Life in this world can be better, or it can be worse. The closer we align ourselves with the order that the LORD has given to His creation, the better our day to day life will be. If men dare to be men, and women dare to be women, if we dig into the Scripture to learn each day what this means, good can and will result.
Life in this world can be worse, or it can be better. It won’t be perfect.
Except. Life will not be perfect, except when you see life through the lens of the Loving Father. Following God’s orders, the ways he has established for men, women, family and society to be, this will make this life less chaotic, more productive. We can avoid a lot of pain. These are good things. For when chaos doesn’t reign supreme, the Church has a better opportunity to tell the story of the more important family, so that more souls can hear and believe the fantastic Good News of the Loving Father.

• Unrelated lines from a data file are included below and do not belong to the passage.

PR #12682, opened 2021-09-30
Adds ability to define an inline policy and internal metadata on tokens

austingebauer:
## Overview

This PR introduces the `InlinePolicy` and `InternalMeta` fields to the `TokenEntry` struct. These fields will be used to support using Vault batch tokens as access tokens for Vault OIDC providers.

The `InlinePolicy` field specifies ACL rules to be applied to the token entry. If an `InlinePolicy` is set, the token will not inherit policies from the [Entity](https://github.com/hashicorp/vault/blob/main/sdk/logical/token.go#L131) (or group membership) associated with the token. [Policies](https://github.com/hashicorp/vault/blob/main/sdk/logical/token.go#L88) set on the token will continue to work alongside a specified `InlinePolicy`.

The `InternalMeta` field provides the ability to associate metadata with a `TokenEntry` that is not audit logged or exposed via the Vault API.

Example of a `TokenEntry` with an `InlinePolicy` and `InternalMeta` set:

```go
logical.TokenEntry{
	Type:         logical.TokenTypeBatch,
	NamespaceID:  ns.ID,
	Path:         req.Path,
	TTL:          client.AccessTokenTTL,
	CreationTime: accessTokenIssuedAt.Unix(),
	EntityID:     entity.ID,
	InternalMeta: map[string]string{
		accessTokenClientIDMeta: client.ClientID,
		accessTokenScopesMeta:   strings.Join(authCodeEntry.scopes, scopesDelimiter),
	},
	InlinePolicy: fmt.Sprintf(`
		path "identity/oidc/provider/%s/userinfo" {
			capabilities = ["read", "update"]
		}
	`, name),
}
```

## Testing

I tested that the `InlinePolicy` works as expected by making a request to a resource (OIDC UserInfo Endpoint) that is authenticated using a batch token with an inline policy. I checked that the policies and capabilities for the token are as expected. I also checked Vault audit logs to ensure that the `InternalMeta` doesn't show up. The `EntityID` still shows up in the audit logs, as it's associated with the `TokenEntry`.

```sh
$ vault write sys/capabilities token="b.redacted.batch.token" path="identity/oidc/provider/my-provider/userinfo"
Key                                            Value
---                                            -----
capabilities                                   [read update]
identity/oidc/provider/my-provider/userinfo    [read update]

$ vault token lookup b.redacted.batch.token
Key                 Value
---                 -----
accessor            n/a
creation_time       1632978594
creation_ttl        1h
display_name        n/a
entity_id           71ae269a-4e58-5b34-7d86-4599aa39d9c6
expire_time         2021-09-29T23:09:54-07:00
explicit_max_ttl    0s
id                  b.redacted.batch.token
issue_time          2021-09-29T22:09:54-07:00
meta                <nil>
num_uses            0
orphan              true
path                oidc/provider/my-provider/token
policies            <nil>
renewable           false
ttl                 57m43s
type                batch
```


austingebauer:
Looking for feedback on approach based on our conversations around `InlinePolicy` and `InternalMeta`. Thanks, all!

vault/capabilities.go
```diff
@@ -58,14 +58,29 @@ func (c *Core) Capabilities(ctx context.Context, token, path string) ([]string,
 		policyCount += len(nsPolicies)
 	}
 
+	// Construct the corresponding ACL object. ACL construction should be
+	// performed on the token's namespace.
+	tokenCtx := namespace.ContextWithNamespace(ctx, tokenNS)
+	policies, err := c.policyStore.GetNamedPolicies(tokenCtx, policyNames)
```
calvn, line 64: It looks like whenever `InlinePolicies` are involved, we have to call `GetNamedPolicies`, `ParseACLPolicy`, followed by `ACLFromPolicies`. Is there a way to wrap/simplify this?

austingebauer: Good idea. Simplified the handling in 9af58c4.

sdk/logical/token.go
```diff
@@ -87,12 +87,19 @@ type TokenEntry struct {
...
+	// the token will not inherit policies from the associated Entity.
+	InlinePolicy string `json:"inline_policy" mapstructure:"inline_policy" structs:"inline_policy"`
+
 	// Used for audit trails, this is something like "auth/user/login"
 	Path string `json:"path" mapstructure:"path" structs:"path"`
 
 	// Used for auditing. This could include things like "source", "user", "ip"
 	Meta map[string]string `json:"meta" mapstructure:"meta" structs:"meta" sentinel:"meta"`
 
+	// InternalMeta is used to store internal metadata. This metadata will not be audit logged.
```
briankassouf, line 100:
```suggestion
	// InternalMeta is used to store internal metadata. This metadata will not be audit logged or returned from lookup APIs.
```

vault/policy_store.go
```diff
@@ -753,10 +753,11 @@ func (t *TemplateError) Error() string {
 }
 
 // ACL is used to return an ACL which is built using the
-// named policies.
-func (ps *PolicyStore) ACL(ctx context.Context, entity *identity.Entity, policyNames map[string][]string) (*ACL, error) {
-	var policies []*Policy
-	// Fetch the policies
+// named policies and pre-fetched policies if given.
+func (ps *PolicyStore) ACL(ctx context.Context, entity *identity.Entity, policyNames map[string][]string, policies ...*Policy) (*ACL, error) {
```
briankassouf, line 757: To disambiguate the last two parameters maybe the new param could be called `additionalPolicies` or `inlinePolicies` or something?

vault/request_handling.go
```diff
@@ -52,10 +52,10 @@ type HandlerProperties struct {
...
 // ID. If the entity is merged into a different entity object, the entity into
 // which the given entity ID is merged into will be returned. This function
-// also returns the cumulative list of policies that the entity is entitled to.
-// This list includes the policies from the entity itself and from all the
-// groups in which the given entity ID is a member of.
-func (c *Core) fetchEntityAndDerivedPolicies(ctx context.Context, tokenNS *namespace.Namespace, entityID string) (*identity.Entity, map[string][]string, error) {
+// also returns the cumulative list of policies that the entity is entitled to
+// if derivePolicies is set to true. This list includes the policies from the
+// entity itself and from all the groups in which the given entity ID is a member of.
+func (c *Core) fetchEntityAndDerivedPolicies(ctx context.Context, tokenNS *namespace.Namespace, entityID string, derivePolicies bool) (*identity.Entity, map[string][]string, error) {
```
briankassouf, line 58:
```suggestion
func (c *Core) fetchEntityAndDerivedPolicies(ctx context.Context, tokenNS *namespace.Namespace, entityID string, deriveEntityPolicies bool) (*identity.Entity, map[string][]string, error) {
```

briankassouf (approved):
Looks good, just a few small comments

ncabatoff:
The changes are:
1) new internal meta field
2) new inline policies field
3) inline policies -> no identity policies

The code looks fine, but I wanted to bring into question 3.  Not the ability to exclude identity policies from a token, but the implicit behaviour:

> If an InlinePolicy is set, the token will not inherit policies from the Entity (or group membership) associated with the token

That may be what makes sense for your current use case, but we could just as well replace (3) with (3a):

3a) new field controls whether identity policies are used

Then if someday we want inline policies for tokens which do need identity policies, we can have them.  There's also an outstanding feature request (which I'm not sure we want to do) for the ability to create tokens without identity policies applying - if we decided to implement that having this new field would be helpful.

vault/token_store.go
```diff
@@ -917,6 +924,8 @@ func (ts *TokenStore) create(ctx context.Context, entry *logical.TokenEntry) err
 			EntityID:     entry.EntityID,
 			NamespaceID:  entry.NamespaceID,
 			Type:         uint32(entry.Type),
+			InternalMeta: entry.InternalMeta,
+			InlinePolicy: entry.InlinePolicy,
```
briankassouf, line 928: Should the new skip identity policies field be added here?

briankassouf (approved):
Thanks for adding the new field, one thing but looks good otherwise

sdk/logical/token.go
```diff
@@ -128,8 +134,13 @@ type TokenEntry struct {
 	CreationTimeDeprecated   int64         `json:"CreationTime" mapstructure:"CreationTime" structs:"CreationTime" sentinel:""`
 	ExplicitMaxTTLDeprecated time.Duration `json:"ExplicitMaxTTL" mapstructure:"ExplicitMaxTTL" structs:"ExplicitMaxTTL" sentinel:""`
 
+	// EntityID is the ID of the entity associated with this token.
 	EntityID string `json:"entity_id" mapstructure:"entity_id" structs:"entity_id"`
 
+	// If SkipIdentityInheritance is true, the token will not
```
ncabatoff, line 140: I have a mild preference for a name that contains "policies", e.g. `NoIdentityPolicies` or something like that.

This is the message of the Parable of the Loving Father. The Pharisees and scribes are offended by Jesus, who cares for and even eats with sinners. Their error is two-fold. First, they deny their kinship with the tax collectors, for we were all brought forth in iniquity. There is no descendent of Adam who is righteous in and of himself. No, not one. Second, they misunderstand the character of the Father. God is just, and demands justice. He is also loving. Indeed, God is love. So, our loving God does what it takes to achieve and gift the justice, the righteousness, that He requires, through the Righteous One, Jesus Christ, our Lord.
Your eternal family is perfect, because your Father is perfect, and your Savior, His Son, has perfected righteousness and holiness, for you. By His perfect life of love and His substitutionary death, (His death in place of your death), Jesus has achieved the redemption that finishes, makes perfect, God’s plan to save you. No earthly father or mother loves as much, nor in the manner, that God has loved this broken world.
God really does love you this much: If you wander from His Way, He gazes down the road, to see if you might be coming home. No matter how far you have wandered, as long as you are still drawing breath, the Father is holding His breath, hoping you will come to your senses and return home. God is looking forward to welcoming you with the best party ever.
And, for any older brothers out there, no matter how caught up in the Law and your ability to keep it you are, God is really coming out to plead with you to give up on earning His love, and just come into the party and rejoice. For what was dead, is now alive. What was lost is found. Sinners are turning to God, and that is worth celebrating, in heaven and on earth.
As sure as Jesus Christ lived, loved, died, rose and ascended on high, this is how sure your place in the Father’s eternal family is. So rejoice, for Christ is real, Christ is risen, and He rules on high, for you. Rejoice, and love your family, most especially by reflecting and speaking of Christ to them, so that together, you can rest in His forgiving love.
In the Name of the Father, and of the Son, and of the Holy Spirit, Amen.